With up to 3% of Medicare payments at risk for high readmissions rates in 2016, hospitals are intensifying their focus on ways to minimize patient readmissions within 30 days of discharge. Currently, the readmissions penalties apply for patients who were initially admitted for acute myocardial infarction, heart failure, pneumonia, exacerbations of chronic obstructive pulmonary disease (COPD), and patients admitted for elective total hip arthroplasty or total knee arthroplasty. In 2017, the covered conditions will also include coronary artery bypass graft surgery.
What can hospitals do to lower their readmissions rates? Several studies suggest that looking at internal processes and nurse staffing can significantly improve those rates.
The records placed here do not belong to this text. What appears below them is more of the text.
Issue #869, opened 2017-11-11
tagged_with searches and inconsistent case sensitivity


tekniklr:
- acts-as-taggable-on (5.0.0)
- rails (5.1.4)
- activerecord-oracle_enhanced-adapter (1.8.2)
- ruby 2.4.2

When searching using `Model.tagged_with('Tagname')`, nothing is returned, despite these taggings existing. Comparing the SQL generated with `Model.tagged_with('Tagname', any: true)` revealed why- the latter forces lower case in SQL, the former does not. Since the actual tag name is capitalized in the database, it can never be returned in search without searching for `any`.

**without `any: true` (incorrectly case sensitive):**
`SELECT "NOTES".* FROM "NOTES" INNER JOIN "TAGGINGS" "NOTE_TAGGINGS_8D57F90" ON "NOTE_TAGGINGS_8D57F90"."TAGGABLE_ID" = "NOTES"."ID" AND "NOTE_TAGGINGS_8D57F90"."TAGGABLE_TYPE" = 'Note' AND "NOTE_TAGGINGS_8D57F90"."TAG_ID" IN (SELECT "TAGS"."ID" FROM "TAGS" WHERE "TAGS"."NAME" LIKE 'concerns' ESCAPE '!')`

**with `any: true` (no case sensitivity- everything is lowercased in SQL):**
`SELECT "NOTES".* FROM "NOTES" WHERE (EXISTS (SELECT * FROM "TAGGINGS" WHERE "TAGGINGS"."TAGGABLE_ID" = "NOTES"."ID" AND "TAGGINGS"."TAGGABLE_TYPE" = 'Note' AND "TAGGINGS"."TAG_ID" IN (SELECT "TAGS"."ID" FROM "TAGS" WHERE (LOWER("TAGS"."NAME") LIKE 'concerns' ESCAPE '!'))))`

Running the first query in a SQL console and changing `SELECT "TAGS"."ID" FROM "TAGS" WHERE "TAGS"."NAME" LIKE 'concerns' ESCAPE '!'` to `SELECT "TAGS"."ID" FROM "TAGS" WHERE (LOWER("TAGS"."NAME") LIKE 'concerns' ESCAPE '!'` works as expected.

PR #871, opened 2017-11-15
matches_attribute was not being used in tag_match_type

tekniklr:
addresses https://github.com/mbleigh/acts-as-taggable-on/issues/869


botandrose:
I ran into #869 on upgrading to 5.0.0, and can confirm this patch fixed it for me, as well. Suggest merging,  and releasing a 5.0.1?

PR #873, opened 2017-12-07
Fix tagged_with matching wrong contexts

jdelStrother:
I think tagged_with has a context-matching bug since the rewrite.  Given three tag-contexts, "apple", "banana", and "candy", `tagged_with("foo", on: "banana")` can return taggables that are in tag-contexts of "apple" or "banana".

It's matching all taggings where `context <= "banana"`, rather than where `context = "banana"`.
I'm guessing this is a copy-paste typo (/cc @rbritom, @seuros ?)


jdelStrother:
Oh.   See #847 😕

jdelStrother:
Fixed by @pawa-

PR #876, opened 2018-01-19
Avoid unnecessary queries for custom_tags

fatkodima:


lib/acts_as_taggable_on/taggable/core.rb
```diff
@@ -108,15 +108,15 @@ def grouped_column_names_for(object)
     end
 
     def custom_contexts
-      @custom_contexts ||= taggings.map(&:context).uniq
+      @custom_contexts ||= taggings.pluck("DISTINCT context")
```
fatkodima: No need to load all taggings into memory for this

lib/acts_as_taggable_on/taggable/core.rb
```diff
@@ -108,15 +108,15 @@ def grouped_column_names_for(object)
...
     end
 
     def is_taggable?
       self.class.is_taggable?
     end
 
     def add_custom_context(value)
-      custom_contexts << value.to_s unless custom_contexts.include?(value.to_s) or self.class.tag_types.map(&:to_s).include?(value.to_s)
+      custom_contexts << value.to_s unless self.class.tag_types.map(&:to_s).include?(value.to_s) || custom_contexts.include?(value.to_s)
```
fatkodima: Just checks in-memory `tag_types` first and then, if not found, query the db

PR #879, opened 2018-01-28
fix dirty behaviour for items with persisted taggings

### LINKED ISSUE #811: Dirty doesn't work when taggings with the same context was previously assigned

iiwo:
Fixes #811. 

If item contains persisted taggings dirty methods will not work for the newly instantiated object:
```
item = Item.create(tag_list: 'a')
item = Item.find(item.id)
item.tag_list = 'b, c'
item.tag_list_changed? # => false
```

Root cause of this is the `custom_contexts` method returning all taggings contexts instead of only the custom ones, in result the `process_dirty_object` method is not called if any persisted tagging exist for the item for that context

this is similar to #723 and #728 but based on the current codebase and only addressing this specific issue with minimal impact to other/unrelated functionalities. The `custom_contexts` method is only used as a guard for process_dirty_object and preventing duplicates in `add_custom_context` and this behaviour is not affected, so this should be safe to merge

**NOTE:** the failures in Travis build are not related - it should all pass after #880 is merged

### DIFF
--- a/lib/acts_as_taggable_on/taggable/core.rb
+++ b/lib/acts_as_taggable_on/taggable/core.rb
@@ -108,7 +108,7 @@ module ActsAsTaggableOn::Taggable
     end
 
     def custom_contexts
-      @custom_contexts ||= taggings.map(&:context).uniq
+      @custom_contexts ||= taggings.map(&:context).uniq - declared_contexts
     end
 
     def is_taggable?
@@ -116,7 +116,7 @@ module ActsAsTaggableOn::Taggable
     end
 
     def add_custom_context(value)
-      custom_contexts << value.to_s unless custom_contexts.include?(value.to_s) or self.class.tag_types.map(&:to_s).include?(value.to_s)
+      custom_contexts << value.to_s unless custom_contexts.include?(value.to_s) or declared_contexts.include?(value.to_s)
     end
 
     def cached_tag_list_on(context)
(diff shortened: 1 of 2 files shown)


jsquirrelz:
+1

Definitely agree that the expected behavior of `item.tag_list_changed?` should return `true` when new items are added to the `tag_list` and has not been saved. Confirmed this branch fixes the current behavior.

travisofthenorth:
+1 would love to see this fixed

iiwo:
seems to be fixed in latest versions and no longer relevant after dropping support for AR <5

bolshakov:
No support, no problem

PR #880, opened 2018-01-28
add version requirement for pg gem to address rails/rails#31671

iiwo:
add version requirement for pg gem - fixes postgres builds currently failing because of https://github.com/rails/rails/pull/31671


seuros:
We are dropping support for AR 4.2 in the next version.

Thank you for your contribution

A study in Medical Care found that improving nurses’ work environment can reduce readmissions for pneumonia, acute myocardial infarction and heart failure. After adjusting for patient and hospital characteristics, the researchers demonstrated that each additional patient in an average nurse’s workload increased the odds of readmission for heart failure by 7%, for AMI by 9% and for pneumonia by 6%. Receiving care in a good rather than a poor work environment, conversely, resulted in rates that were 7% lower for heart failure, 6% lower for AMI, and 10% lower for pneumonia.1
If a hospital with a “poor” work environment moved up to a “good” environment, its readmission rate would be expected to drop from the 84th to 50th percentile or from the 50th to 16th percentile among the hospitals studied. “A hospital that could change its work environment from poor to good and reduce nurse workloads from 6 to 4 patients per nurse would, all else being equal, see their readmission rates reduced from 25% to 21%," wrote the researchers.
Another study this spring found that missed nursing care independently predicts heart failure readmissions and that the quality of the nurse work environment significantly affects the incidence of omitted care. Previous research found that the most common reasons for missed care were labor resources, material resources and communication.2 Hospitals can address several of these factors by improving the material resources, including technological support, available to nurses.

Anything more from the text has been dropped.